It is generally unwise to take China’s Global Times as an indicator of Chinese government policy. But in this case, a string of editorials on THAAD from the middle of last year—when the decision to deploy was announced—are proving surprisingly prescient (particularly here but also here). An editorial entitled “Five Actions China Should Take to Counter THAAD” proposed the following:

Sanction specific local governments of the ROK which accept the deployment of THAAD, and sanction ROK-based firms and service suppliers related to the deployment of THAAD. China should terminate its economic ties and social exchanges with them, and should no longer let their products enter the Chinese market.
Sanction Korean politicians who advocate for the deployment of THAAD, refuse to let them enter China and sanction their family businesses.
The PLA should develop corresponding plans that best minimises the harm the deployment of THAAD would pose to China’s strategic and security environment. These plans at a minimum should include the technical interference on THAAD and targeting of its deployed missiles.
Reevaluate the long-term impact of sanctioning DPRK in the Northeast Asia, and tie together the sanctioning regime imposed on DPRK with the eroding regional balance of power after the deployment of THAAD.
Explore the potential of China-Russia joint action to offset possible impacts of the US-ROK deployment of THAAD.
As bad as this sounds, it is actually proving more insidious. Like the swarm of “fishing boats” that have played a role in China’s South China Sea policy, no single action is easy to call out. Nonetheless, a clear pattern of slow-burn escalation is emerging. The issue started with K-pop musicians. There was some ambiguity if they were really turned back as a result of THAAD. But that was cleared up by Councilor Fang Kun at the Chinese Foreign Ministry who told reporters in December “that it is hard for Beijing to adopt a policy supportive of Korean pop culture unless the THAAD issue is resolved first.” Translation: “we aren’t restricting Korean performers because of THAAD, but we are” (KBS). The center-left Korean daily Hankyoreh provided an inventory of recent Chinese actions in addition to restricting broadcast appearances by Korean entertainers: banning charter flights from South Korea—circuitously admitted in the Foreign Ministry press conference of January 6–and auditing local affiliates of the Lotte Group, which provided land for the deployment.
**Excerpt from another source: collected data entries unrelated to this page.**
PR #113, opened 2018-03-02
direct connection to acraserver with ssl

Lagovas:
* dropped hardcoded path to tls certificates
* added handling SIGINT to correct closing sockets (@mozhmike maybe will be useful in webui to handle SIGINT and call server.Close())
* added test without acraproxy: app(tls) <-> acraserver(tls) <-> postgresql(tls)
* fixed tests and cleaning zombi processes

because official postgresql image doesn't support ssl, I changed image to non-official with such support and added server.[key|crt] from image to tests/ to use via acraserver.
and because postgresql support tls only over tcp (not over unix), and test with tls usage use TCP (with TCP TIME WAIT problem when port is binded even after killing process) I added changing ports between go versions


Lagovas:
added test for tls between acra and proxy and added more params to setup tls connection

PR #122, opened 2018-03-09
update tests

Lagovas:


Lagovas:
pass `sslmode=requir`e to acra_rollback if `TEST_TLS=on` and `sslmode=disable` if `TEST_TLS=off`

This line of action appears to have borne fruit as the group is slowing down the approval of a transfer of the land for the anti-missile defence battery. The drip of restrictions has even extended to the South Korean export of bidets.

Actions with more plausible deniability include the exclusion of LG Chem and Samsung SDI from approved electric battery suppliers list–arguably connected with Samsung’s phone problems—and reopening an investigation toward expansion of anti-dumping tariffs on South Korean polysilicon for use in solar power. But who knows? And the pressure appears to be accelerating. In the last two or three days, Chinese officials reported that 11,272 kilos worth of Korean cosmetics were banned from entering the Chinese market due to lack of proper paperwork (Hankyung) and stock prices for companies exporting to China, including those in the entertainment and cosmetics business, have been in free-fall mode, itself showing that the signal is being heard (Chosun).

And there is now an escalation on the military side as well (Korea Joongang Daily). Three weeks ago, the Ministry of National Defense revealed that the Chinese had unilaterally cancelled nine bilateral military meetings and talks since the THAAD deployment was announced. These included the annual Vice-Ministerial talks and has ignored any and all communications from the ROK MND (YTN). Now there are even reports of direct military action. Between 10am-3pm on January 9th, a dozen Chinese military aircraft, including a bomber, early warning radar craft, and intel collection platform violated the Korea Air Defense Identification Zone (KADIZ). The dispatched fighter jets in response and sent an immediate communication via ROK-PRC military hotline but the communication was ignored. The ROK government allegedly tried to suppress media reports of this incident but failed to maintain the media embargo because Japanese media had jumped on it.

The seriousness of these events caught the attention of Senator John McCain, who slammed China’s bullying. The two major political candidates for the presidency in the South—if Park Geun Hye is impeached—have cautiously rallied behind THAAD deployment. But the issue is not straightforward in Korean politics as China looms ever-larger as a trading partner and the country remains divided on the necessity of THAAD. If China can successfully pressure the Philippines, Norway and even Britain on a variety of issues, why not South Korea? The issue of THAAD deployment is likely to be one of the early and more complex tests for the incoming Trump administration, signalling how he deals with China on core security as well as economic issues.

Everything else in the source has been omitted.